» SOURCE DATA:
***

PR #948, opened 2026-06-26
Prime RHI composition so opening a domain viewer keeps the window

### LINKED ISSUE #934: Reimplement the pilot 3D visualizer using QRhi
The new implementation of the 3D visualizer will be **`RDomainWidget`**, a widget for interactive and programmable analysis of 2D and 3D spatial domains and fields on unstructured meshes, fully controllable from Python.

***

» ASSIGNED TASK:
Your reply should be one number: the count of lines above that hold the word "visualizer".

» ANSWER TO THIS PROBLEM:
2